COOPER: Ainor Cagno (ph), a 25-year-old photographer got to his car and out of the parking area.
CAGNO (ph): There was like small jam of girls, but the policemen between the field and the main road stopped us.
COOPER: He says they told him there was shooting on the road north and he should head south.
CAGNO (ph): That was probably one of the last one who escaped that without getting the live shooting on me.
UNIDENTIFIED FEMALE: Just decided that I want to drive away from here.
COOPER: Maya Alper was working the festival and gone to the parking lot around the same time as Ainor (ph).
ALPER: I got into my car which because it was like really close to the exit so I didn't get stuck that much in the traffic of people going out. So I was able to get out of the party space and into the road. And I thought, I thought I was safe.
COOPER: Unlike Ainor (ph), Maya drove north toward Tel Aviv. But Hamas gunmen were already on that road ahead of her. They'd arrived on motorcycles and in trucks armed with automatic weapons and grenade launchers, and quickly closed in from three directions.
As this drone video shows the traffic jam of cars trying to leave would prove deadly.
UNIDENTIFIED FEMALE: The cars were stuck. And then a few moments later, an officer coming towards your way terrified, terrified for his life and he's screaming like there is terrorists. They're shooting people. You need to leave your cars, leave everything here and run, run, run for your life.
COOPER (on camera): Hamas came from the west. They also were coming from the north and from the south. So heading east through this open field was the only way for many people to try to get out.
Problem was it's an open field and they were easy targets.
[22:10:00]
It's not yet known how many people were shot running away or in hiding places nearby. But it was early and the slaughter had just begun.
(END VIDEOTAPE)
(COMMERCIAL BREAK)
(BEGIN VIDEOTAPE)
COOPER (voiceover): Hamas gunmen had breached the fence separating Israel and Gaza in multiple locations according to the IDF. By 7:00 a.m. they were along this entire stretch of highway. Police and festival security exchange fire with a heavily armed attackers that were outgunned and outmanned.
As chaos spread traffic jam in the parking area made it difficult for anyone to drive onto the main road and get out. UNIDENTIFIED MALE: Go. Go forward.
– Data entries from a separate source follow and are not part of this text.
Issue #1196, opened 2024-12-05
Invalid RPATH handling for dependencies that are found through RPATH


48cf:
systemd shared libraries and binaries are installed under /usr/lib/systemd, while binaries do have RPATH set the shared libraries don't and the dynamic linker fails to find other systemd libraries when they depend on each other
```
[    1.579582] Run /usr/sbin/init as init process
Could not satisfy dependency libsystemd-shared-256.so
```
```
czapek@raptor-wsl:~/src/linux-mlibc$ readelf -d build/system-root/usr/lib/systemd/systemd

Dynamic section at offset 0x17488 contains 31 entries:
  Tag        Type                         Name/Value
 0x0000000000000001 (NEEDED)             Shared library: [libsystemd-core-256.so]
 0x0000000000000001 (NEEDED)             Shared library: [libsystemd-shared-256.so]
 0x0000000000000001 (NEEDED)             Shared library: [libssp.so.0]
 0x0000000000000001 (NEEDED)             Shared library: [libc.so]
 0x000000000000000f (RPATH)              Library rpath: [/usr/lib/systemd]
czapek@raptor-wsl:~/src/linux-mlibc$ readelf -d build/system-root/usr/lib/systemd/libsystemd-core-256.so

Dynamic section at offset 0x20d158 contains 33 entries:
  Tag        Type                         Name/Value
 0x0000000000000001 (NEEDED)             Shared library: [libsystemd-shared-256.so]
 0x0000000000000001 (NEEDED)             Shared library: [libmount.so.1]
 0x0000000000000001 (NEEDED)             Shared library: [libssp.so.0]
 0x0000000000000001 (NEEDED)             Shared library: [libc.so]
 0x000000000000000e (SONAME)             Library soname: [libsystemd-core-256.so]
```

PR #1238, opened 2025-02-01
rtld: Use breadth-first search order

lzcunt:
Related to #1196, might fix the systemd issue but doesn't actually implement RPATH inheritance, simply makes RTLD search breadth-first. Will fix the `libgcc_s.so.1` issue in nixpkgs.


avdgrinten (approved):
LGTM but I didn't test this in practice.

lzcunt:
We should get someone to test this with systemd on linux before merging

streaksu:
Seems to work fine at Gloire, as far as the distro requires in terms of dynamic library loading

PR #1242, opened 2025-02-13
options/glibc: stub malloc_info

Dennisbonke:


Dennisbonke:
We follow musl and don't add this function.

PR #1243, opened 2025-02-13
sysdeps/managarm: Implement sys_statx

Dennisbonke:
Blocked on managarm/managarm#846

### DIFF
--- a/sysdeps/managarm/generic/file.cpp
+++ b/sysdeps/managarm/generic/file.cpp
@@ -1975,6 +1975,97 @@ int sys_stat(fsfd_target fsfdt, int fd, const char *path, int flags, struct stat
 	return 0;
 }
 
+int
+sys_statx(int dirfd, const char *pathname, int flags, unsigned int mask, struct statx *statxbuf) {
+	SignalGuard sguard;
+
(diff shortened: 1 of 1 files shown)


sysdeps/managarm/generic/file.cpp
```diff
@@ -927,8 +927,8 @@ int sys_msg_recv(int sockfd, struct msghdr *hdr, int flags, ssize_t *length) {
 	managarm::fs::RecvMsgReply<MemoryAllocator> resp(getSysdepsAllocator());
 	resp.ParseFromArray(recv_resp.data(), recv_resp.length());
 
-	if (resp.error() == managarm::fs::Errors::WOULD_BLOCK) {
-		return EAGAIN;
+	if (resp.error() != managarm::fs::Errors::SUCCESS) {
+			return resp.error() | toErrno;
 	} else {
 		__ensure(resp.error() == managarm::fs::Errors::SUCCESS);
```
no92, line 933: This is a separate change, and this ensure is redundant now.

Dennisbonke: Noted, but the change is listed in the commit message it's in. So should be fine right?

PR #1244, opened 2025-02-13
sysdeps/managarm: Implement sys_statfs

Dennisbonke:
Blocked on managarm/managarm#846


sysdeps/managarm/generic/file.cpp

Go forward.
HAI COHEN, SUPERNOVA FESTIVAL ATTACK SURVIVOR: You cannot go from everywhere only one line to the roads.
COOPER (on camera): You really get a sense of just the chaos that took place here as partygoers started to realize what was happening many rushed to the parking lot trying to get into their vehicles, but they never made it out.
COOPER (voiceover): Those who were able to drive north or south quickly realized Hamas gunmen were waiting for them.
UNIDENTIFIED MALE: They have snipers.
GAL RAV, SUPERNOVA FESTIVAL ATTACK SURVIVOR: We got on the road. Then we ran into an ambush. They should about eight to 10 gunshots on the car.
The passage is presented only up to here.